# DATA EXCERPTS

Issue #222, opened 2019-08-28
mis_builder_demo: improve commitment view


sbidoul:
Improve the commited purchase SQL view :

- analytic tags
- currency (convert to company currency)

@apineux

sbidoul:
Also, the draft invoices part of the sql view needs improvement:

- ~~handle out_* invoices~~
- take the invoice type in computing the sign

sbidoul:
And while we are at it we could rename this to commitment instead of purchase commitment, and start including draft customer invoices/refunds. Draft sales can be left for future work.

sbidoul:
This was done as part of #224

PR #228, opened 2019-09-03
[10.0][IMP] Add analytic tags as filter for mis_builder

apineux:
The improvement adds a new filter (on account.analytic.tag) in the mis builder preview.
Capture d’écran de 2019-09-03 14-59-45

### DIFF
--- a/mis_builder/models/mis_report_instance.py
+++ b/mis_builder/models/mis_report_instance.py
@@ -310,7 +310,8 @@ class MisReportInstancePeriod(models.Model):
         for filter_name, values in mis_report_filters.items():
             if values:
                 value = values.get('value')
-                operator = values.get('operator', '=')
+                value = [value] if not isinstance(value, list) else value
+                operator = values.get('operator', 'in')
                 filters.append((filter_name, operator, value))
         return filters
 
@@ -476,6 +477,9 @@ class MisReportInstance(models.Model):
     analytic_account_id = fields.Many2one(
         comodel_name='account.analytic.account', string='Analytic Account',
         oldname='account_analytic_id')
+    analytic_tag_id = fields.Many2one(
+        comodel_name='account.analytic.tag', string='Analytic Tag',
+        oldname='account_tag_id')
     hide_analytic_filters = fields.Boolean(default=True)
 
     @api.onchange('company_id', 'multi_company')
@@ -499,14 +503,20 @@ class MisReportInstance(models.Model):
     @api.model
     def get_filter_descriptions_from_context(self):
         filters = self.env.context.get('mis_report_filters', {})
-        analytic_account = filters.get('analytic_account_id', {})
-        analytic_account_id = analytic_account.get('value')
+        analytic_account_id = \
+            filters.get('analytic_account_id', {}).get('value')
         filter_descriptions = []
         if analytic_account_id:
             analytic_account = self.env['account.analytic.account'].browse(
                 analytic_account_id)
             filter_descriptions.append(
                 _("Analytic Account: %s") % analytic_account.display_name)
+        analytic_tag_id = filters.get('analytic_tag_ids', {}).get('value')
+        if analytic_tag_id:
+            analytic_tag = self.env['account.analytic.tag'].browse(
+                analytic_tag_id)
+            filter_descriptions.append(
+                _("Analytic Tag: %s") % analytic_tag.name)
         return filter_descriptions
 
     @api.multi
@@ -592,6 +602,10 @@ class MisReportInstance(models.Model):
         if self.analytic_account_id:
             context['mis_report_filters']['analytic_account_id'] = {
                 'value': self.analytic_account_id.id,
+            }
+        if self.analytic_tag_id:
+            context['mis_report_filters']['analytic_tag_ids'] = {
+                'value': self.analytic_tag_id.id,
             }
 
     @api.multi
--- a/mis_builder/models/mis_report_instance.py
+++ b/mis_builder/models/mis_report_instance.py
@@ -310,9 +310,14 @@ class MisReportInstancePeriod(models.Model):
         for filter_name, values in mis_report_filters.items():
             if values:
                 value = values.get('value')
-                value = [value] if not isinstance(value, list) else value
-                operator = values.get('operator', 'in')
-                filters.append((filter_name, operator, value))
+                if not value:
+                    continue
+                if not isinstance(value, list):
+                    value = [value]
+                many_ids = self.report_instance_id.resolve_2many_commands(
+                    filter_name, value, ['id'])
+                for m in many_ids:
+                    filters.append((filter_name, 'in', [m['id']]))
         return filters
 
     @api.multi
@@ -477,9 +482,8 @@ class MisReportInstance(models.Model):
     analytic_account_id = fields.Many2one(
         comodel_name='account.analytic.account', string='Analytic Account',
         oldname='account_analytic_id')
-    analytic_tag_id = fields.Many2one(
-        comodel_name='account.analytic.tag', string='Analytic Tag',
-        oldname='account_tag_id')
+    analytic_tag_ids = fields.Many2many(
+        comodel_name='account.analytic.tag', string='Analytic Tags')
     hide_analytic_filters = fields.Boolean(default=True)
 
     @api.onchange('company_id', 'multi_company')
@@ -511,12 +515,13 @@ class MisReportInstance(models.Model):
                 analytic_account_id)
             filter_descriptions.append(
                 _("Analytic Account: %s") % analytic_account.display_name)
-        analytic_tag_id = filters.get('analytic_tag_ids', {}).get('value')
-        if analytic_tag_id:
-            analytic_tag = self.env['account.analytic.tag'].browse(
-                analytic_tag_id)
+        analytic_tag_value = filters.get('analytic_tag_ids', {}).get('value')
+        if analytic_tag_value:
+            analytic_tag_names = self.resolve_2many_commands(
+                'analytic_tag_ids', analytic_tag_value, ['name'])
             filter_descriptions.append(
-                _("Analytic Tag: %s") % analytic_tag.name)
+                _("Analytic Tags: %s") %
+                ', '.join([rec['name'] for rec in analytic_tag_names]))
         return filter_descriptions
 
     @api.multi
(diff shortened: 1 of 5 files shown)


fclementic2c:
I usually use analytic tags as subkpi (ex: departement or Business Units).
Think to test it will not break in these cases.

sbidoul:
@fclementic2c it should not break anything if you don't use the new filter. And these analytic filters are applied with a AND on move line domains that would already be in expressions.

mis_builder/models/mis_report_instance.py
```diff
@@ -500,14 +504,19 @@ def _compute_query_company_ids(self):
...
-        analytic_account = filters.get('analytic_account_id', {})
-        analytic_account_id = analytic_account.get('value')
+        analytic_account_id = filters.get('analytic_account_id', {}).get('value')
         filter_descriptions = []
         if analytic_account_id:
             analytic_account = self.env['account.analytic.account'].browse(
                 analytic_account_id)
             filter_descriptions.append(
                 _("Analytic Account: %s") % analytic_account.display_name)
+        analytic_tag_id = filters.get('analytic_tag_ids', {}).get('value')
```
sbidoul: s/analytic_tag_ids/analytic_tag_id/ ?

sbidoul:
@benwillig could you review this one please as you are very familiar with this part of the code?

mis_builder/models/mis_report_instance.py
apineux: Yes because the filter is a m2o (select one tag at a time) but we are looking on the field "analytic_tag_ids" on move.line. Therefore the name of the filter is the name of the field on which we will search.

benwillig (approved):
Code review. LGTM

sbidoul:
@apineux can you add `228.feature` for then changelog?

pedrobaeza:
Why not doing both filters as m2m. In tags is even more needed as it's usual to want to filter by several tags at the same time. It's not too much change at code level (in operator instead of =) and using m2m tags widget makes a similar UI.

apineux:
It was my first idea to use a m2m as filter but some people find confusing the fact that filtering with a m2m is searching with OR between each element selected in the m2m.

M2o or M2m for these filter is a debatable topic.

pedrobaeza:
With a proper help it should be good explained, and having m2m serves for filtering one or several accounts/tags. This way, you can only filter by one. Other option is to provide a char field with domain widget for building advanced domains, or even to have 4 fields for AND and OR operations (not my best option, but preferred over not having the option).

sbidoul:
> some people find confusing

I am some people :)

So this PR as it is now allows to filter on *one* tag, like one can filter on *one* analytic account, it's a simple extension of what exists now. Let's call this solution 0.

If we allow to select more than one tag in the filter box, we have two possibilities
1. filter on move lines which have *one of* the selected tags: in this case the analytic account filter should be changed too to work the same way for symmetry reasons; this means a data model changes and a bigger impact on existing deployments
2. filter on move lines which have *all* the selected tags: this is probably the most useful for people using tags for several analytic dimensions; for example if people use tags for, say, projects and departments, then it's useful to filter on project, or on departement, or on a project within a department; in this use case with multiple dimensions, doing a OR is probably counter productive

I'm ok with solution 0. 

I'm not in favor of 1. because it's a data model change, and more importantly it covers only some more use cases while raising a lot of questions at the same time (AND/OR, combinations, etc).

The more I think to it the more I think solution 2. is best for this PR.

And also, in another PR, investigate how hard it would be implement the domain widget. Or propose a selection of existing domain filters. That would be a completely generic solution. It can be implemented in two steps: first a domain filter in the backend view (with no widget in the preview), then add the domain filter in the preview.

pedrobaeza:
OK for solution 2 in this PR, but the OR is needed as well as said as I have that user case. Adding the domain widget is easy and I can put a JS developer for that if you want.

apineux:
Solution 2 has been implemented.
All the tags selected in the filter must belong to the record (account.move.line) so that the record is returned.

**Suggestion**: I can add a checkbox (or selection field) to be able to choose between AND search or OR search for the tags.
Let me know if it is a good idea.

mis_builder/models/mis_report_instance.py
```diff
@@ -310,8 +310,14 @@ def _get_filter_domain_from_context(self):
...
-                operator = values.get('operator', '=')
-                filters.append((filter_name, operator, value))
+                if not value:
+                    continue
+                if not isinstance(value, list):
+                    value = [value]
+                many_ids = self.report_instance_id.resolve_2many_commands(
+                    filter_name, value, ['id'])
+                for m in many_ids:
+                    filters.append((filter_name, 'in', [m['id']]))
```
sbidoul: @apineux this part now ignores of the `operator`. I think it is important to preserve it because some extensions depend on it. I've added a few unit tests on the 10.0 branch to make sure the important parts are guaranteed. cc/ @benwillig 

I'm wondering if we should not handle a new operator here (named `all`?), since what is actually does is not supported by any of the standard Odoo operators.

sbidoul (changes requested):
Could you rebase on 10.0 and adapt to preserve the operator?

sbidoul:
Analytic tags are shown before analytic accounts in the widget. I kind of remember they are displayed after (or on the right of) analytic accounts in most places in Odoo. Could you check that too?

mis_builder/models/mis_report_instance.py
```diff
@@ -307,11 +307,22 @@ def _onchange_source(self):
...
-            if values:
-                value = values.get('value')
-                operator = values.get('operator', '=')
-                filters.append((filter_name, operator, value))
+        for filter_name, domain in mis_report_filters.items():
+            if domain:
+                value = domain.get('value')
+                operator = domain.get('operator')
+                if not value:
+                    continue
```
sbidoul: Is this continue important? Testing for "is not set" (= False) could make sense in some situations.

sbidoul:
A few trailing remarks. I notice GitHub does not display them all correctly in context. They are best viewed in https://github.com/OCA/mis-builder/commit/79670680011aa1b4e40690d33428f632ff653fd2

sbidoul (approved):

sbidoul:
Thanks @apineux !

@vdewulf if you are still doing mis builder doc today, you might like to test (and document?) this one: it adds support for analytic tags.

djulien19:
Hey,
The tags appears above, instead of inside the box:
image

vdewulf:
@apineux tested on runbot instance http://3389032-228-9c516b.runbot1.odoo-community.org
I activated the analytic accounting, added some invoices with analytic account "Camp to Camp - Camptocamp" and the "Contract" analytic tag, and others with analytic account "Administrative" and "R&D" analytic tag.

In the Demo Expenses report, when selecting an analytic account, everything works fine.
When I select an analytic tag (for example "Contract", but same error occurs with the other analytic tag) and click on refresh, I've got this error:


Traceback (most recent call last):
  File "/.repo_requirements/odoo/odoo/http.py", line 642, in _handle_exception
    return super(JsonRequest, self)._handle_exception(exception)
  File "/.repo_requirements/odoo/odoo/http.py", line 684, in dispatch
    result = self._call_function(**self.params)
  File "/.repo_requirements/odoo/odoo/http.py", line 334, in _call_function
    return checked_call(self.db, *args, **kwargs)
  File "/.repo_requirements/odoo/odoo/service/model.py", line 101, in wrapper
    return f(dbname, *args, **kwargs)
  File "/.repo_requirements/odoo/odoo/http.py", line 327, in checked_call
    result = self.endpoint(*a, **kw)
  File "/.repo_requirements/odoo/odoo/http.py", line 942, in __call__
    return self.method(*args, **kw)
  File "/.repo_requirements/odoo/odoo/http.py", line 507, in response_wrap
    response = f(*args, **kw)
  File "/home/odoo/odoo-10.0/addons/web/controllers/main.py", line 895, in call_kw
    return self._call_kw(model, method, args, kwargs)
  File "/home/odoo/odoo-10.0/addons/web/controllers/main.py", line 887, in _call_kw
    return call_kw(request.env[model], method, args, kwargs)
  File "/.repo_requirements/odoo/odoo/api.py", line 689, in call_kw
    return call_kw_multi(method, model, args, kwargs)
  File "/.repo_requirements/odoo/odoo/api.py", line 680, in call_kw_multi
    result = method(recs, *args, **kwargs)
  File "/home/odoo/build/OCA/mis-builder/mis_builder/models/mis_report_instance.py", line 789, in compute
    kpi_matrix = self._compute_matrix()
  File "/home/odoo/build/OCA/mis-builder/mis_builder/models/mis_report_instance.py", line 781, in _compute_matrix
    self._add_column(aep, kpi_matrix, period, period.name, description)
  File "/home/odoo/build/OCA/mis-builder/mis_builder_budget/models/mis_report_instance.py", line 64, in _add_column
    aep, kpi_matrix, period, label, description)
  File "/home/odoo/build/OCA/mis-builder/mis_builder/models/mis_report_instance.py", line 750, in _add_column
    aep, kpi_matrix, period, label, description)
  File "/home/odoo/build/OCA/mis-builder/mis_builder/models/mis_report_instance.py", line 726, in _add_column_actuals_alt
    no_auto_expand_accounts=self.no_auto_expand_accounts,
  File "/home/odoo/build/OCA/mis-builder/mis_builder/models/mis_report.py", line 813, in declare_and_compute_period
    aml_model)
  File "/home/odoo/build/OCA/mis-builder/mis_builder/models/aep.py", line 349, in do_queries
    ['account_id', 'company_id'], lazy=False)
  File "/.repo_requirements/odoo/odoo/models.py", line 1940, in read_group
    result = self._read_group_raw(domain, fields, groupby, offset=offset, limit=limit, orderby=orderby, lazy=lazy)
  File "/.repo_requirements/odoo/odoo/models.py", line 1963, in _read_group_raw
    query = self._where_calc(domain)
  File "/.repo_requirements/odoo/odoo/models.py", line 4070, in _where_calc
    e = expression.expression(domain, self)
  File "/.repo_requirements/odoo/odoo/osv/expression.py", line 643, in __init__
    self.parse()
  File "/.repo_requirements/odoo/odoo/osv/expression.py", line 821, in parse
    raise ValueError("Invalid field %r in leaf %r" % (left, str(leaf)))
ValueError: Invalid field u'analytic_tag_ids' in leaf "<osv.ExtendedLeaf: (u'analytic_tag_ids', 'in', [1]) on mis_committed_purchase (ctx: )>"


The display is better now than it was (cf. Julien's comment here above): the analytic tag is displayed in the field and not above anymore.

sbidoul:
@vdewulf the error you got is linked to the commit purchases data source (from mis_builder_demo) which is not yet adapted for analytic tag (this is covered in #222). If the column involving committed purchases is removed, it should work better.

vdewulf:
@sbidoul @apineux I tested again with a new template to avoid the issue encoutered yesterday.
Everything seems to work correctly. The analytic tag is well displayed, and the combination of filters (analytic account + analytic tag) works as well.
Just have to click on refresh button every time. Not an issue but could be a nice improvement for next year!

sbidoul:
Technical review and functional testing done at #OCAdays. Merging on 10.0-staging to do some integration testing before release.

# EXERCISE OBJECTIVE
Starting at the line that has "With a proper" in the records above, restate word for word every line until the one that has "1. filter on", and include that one as well.

# ANSWER SPACE
With a proper help it should be good explained, and having m2m serves for filtering one or several accounts/tags. This way, you can only filter by one. Other option is to provide a char field with domain widget for building advanced domains, or even to have 4 fields for AND and OR operations (not my best option, but preferred over not having the option).

sbidoul:
> some people find confusing

I am some people :)

So this PR as it is now allows to filter on *one* tag, like one can filter on *one* analytic account, it's a simple extension of what exists now. Let's call this solution 0.

If we allow to select more than one tag in the filter box, we have two possibilities
1. filter on move lines which have *one of* the selected tags: in this case the analytic account filter should be changed too to work the same way for symmetry reasons; this means a data model changes and a bigger impact on existing deployments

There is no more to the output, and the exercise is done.